Mary shares her story of growing up as the oldest of seven children on the west side of Cleveland in a loving Catholic family. Her father worked at the local ABC television station and kept an elaborate liquor cabinet that fascinated her as a child. She describes the warmth of family dinners, prayers together, and her father's unwavering belief that faith and love could carry his children through anything. At thirteen, she was sexually assaulted by boys from her grade school near an I-90 construction site, an event she buried in shame that ignited a deep anger she would carry for years.

Shortly after the assault, she got her hands on a bottle of altar wine before a football game and experienced an instant sense of power. By fifteen she had a borrowed driver's license and was buying beer. She was expelled from her Catholic girls' school, drifted to Kent State where drinking became performance art, and married a fellow art student whose ceramic pieces she would later fling off the walls in fits of rage. The marriage imploded violently on her twenty-fourth birthday when she attacked her husband over dissolution papers, and he drove her back to her parents' house.

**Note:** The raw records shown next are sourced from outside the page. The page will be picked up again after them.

PR #1756, opened 2023-01-02
fix(cli): changing dotenv file validation to check if a file exists

danielbdias:
This PR aims to fix the dotenv file validation that we have on CLI, to check if a file really exists instead of relying only on the filename having a `./` prefix.

This allow an user to call `tracetest` CLI using a relative path like this:
```sh
tracetest test run -d test_definition.yaml  -e my_env_file.env --wait-for-result
```

## Changes

- Updated file validation to check if a string is a file path by checking if a file really exists.
- Update dogfood to add validation on these changes

## Checklist

- [x] tested locally
- [ ] added new dependencies
- [ ] updated the docs
- [x] added a test

### DIFF
--- a/.github/workflows/pull-request.yaml
+++ b/.github/workflows/pull-request.yaml
@@ -287,24 +287,24 @@ jobs:
           TARGET_URL="http://tracetest-pr-${{ github.event.pull_request.number }}.tracetest-pr-${{ github.event.pull_request.number }}:11633" \
           ./run.bash
 
-  cleanup:
-    runs-on: ubuntu-latest
-    needs: [trace-testing, e2e]
-    if: always()
-    steps:
-      - uses: google-github-actions/setup-gcloud@94337306dda8180d967a56932ceb4ddcf01edae7
-        with:
-          service_account_key: ${{ secrets.GKE_SA_KEY }}
-          project_id: ${{ secrets.GKE_PROJECT }}
+  # cleanup:
+  #   runs-on: ubuntu-latest
+  #   needs: [trace-testing, e2e]
+  #   if: always()
+  #   steps:
+  #     - uses: google-github-actions/setup-gcloud@94337306dda8180d967a56932ceb4ddcf01edae7
+  #       with:
+  #         service_account_key: ${{ secrets.GKE_SA_KEY }}
+  #         project_id: ${{ secrets.GKE_PROJECT }}
 
-      - uses: google-github-actions/get-gke-credentials@fb08709ba27618c31c09e014e1d8364b02e5042e
-        with:
-          cluster_name: ${{ secrets.GKE_CLUSTER }}
-          location: ${{ secrets.GKE_ZONE }}
-          credentials: ${{ secrets.GKE_SA_KEY }}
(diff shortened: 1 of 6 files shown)


.github/workflows/pull-request.yaml
```diff
@@ -289,8 +283,7 @@ jobs:
       - name: Run integration tests
         run: |
           cd tracetesting
-          TRACETEST_CLI_MAIN="/tmp/tracetest-main/cli/dist/tracetest" \
-          TRACETEST_CLI_TARGET="../cli/tracetest" \
+          TRACETEST_CLI="../cli/tracetest" \
```
danielbdias, line 286: I'm changing our dogfood process to use the PR CLI instead of the main CLI. By doing it we will be able to dogfood the CLI too.

tracetesting/run.bash
```diff
@@ -25,16 +25,14 @@ echo "Preparing to run tests on API..."
...
-TRACETEST_CLI_MAIN=$TRACETEST_CLI_MAIN
+echo "TRACETEST_CLI:      $TRACETEST_CLI"
+echo "TARGET_URL:         $TARGET_URL"
+echo "TRACETEST_ENDPOINT: $TRACETEST_ENDPOINT"
+echo "DEMO_APP_URL:       $DEMO_APP_URL"
+echo "DEMO_APP_GRPC_URL:  $DEMO_APP_GRPC_URL"
+
+cat << EOF > .env
 TARGET_URL=$TARGET_URL
-TRACETEST_MAIN_ENDPOINT=$TRACETEST_MAIN_ENDPOINT
```
danielbdias, line 37: Since this variable is only used on this script, does not make sense to add it on `.env` file.

tracetesting/run.bash
```diff
@@ -61,7 +59,7 @@ run_test_suite_for_feature() {
   junit_output='results/'$feature'_test_suite.xml'
   definition='./features/'$feature'/_test_suite.yml'
 
-  $TRACETEST_CLI_MAIN --config ./config.main.yml test run --definition $definition --environment ./.main.env --wait-for-result --junit $junit_output
+  $TRACETEST_CLI --config config.yml test run --definition $definition --environment .env --wait-for-result --junit $junit_output
```
danielbdias, line 62: Since we don't have to connect on `integration` and `target` environment at same time anymore, I've removed the references for `tracetest-main` for now.
Later we can add a README here to explain better how this dogfooding test is working.

.github/workflows/pull-request.yaml
mathnogueira: This might break things. What happens if we change something in the server/CLI which is not retro-compatible? The PR CLI will not be able to communicate with the integration instance (which is deployed using the latest main code)

mathnogueira (commented):
Looks good, only one thing that can go wrong.

.github/workflows/pull-request.yaml
danielbdias: Makes sense! I'll revert the changes and keep our dogfooding using only the stable/main CLI for now. Later we can add a step just to test the CLI better.

mathnogueira (approved):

Back in Cleveland she took over a bar, dated the owner, and shrank her world to a single barstool. On February 12, 1988, she woke on a friend's floor with the clear thought that another drink would kill her. A sober friend from the bar scene took her to her first meeting of three hundred people, and she never drank again. Women from the Edge Lake home group marched her through the steps with no delay and taught her the first big lesson of sobriety: learning to do things she did not want to do.

Sober, Mary returned to college and eventually earned a PhD in communication from Kent State. She defended her dissertation the day after her beloved father suffered a fatal brainstem infarction, whispering in his ear that he could call her doctor now. His death opened the door to reconciling with her mother through Saturday mass, where hearing her mother sing healed years of rage. She married Tim, a fellow AA member, wearing her mother's altered wedding dress with a grain of rice from her parents' wedding sewn inside. Today she is on the faculty of a major medical school researching hope in women with terminal cancer, sponsors other women, and credits the steps — especially six and seven — as the keys to the freedom she chased her whole life.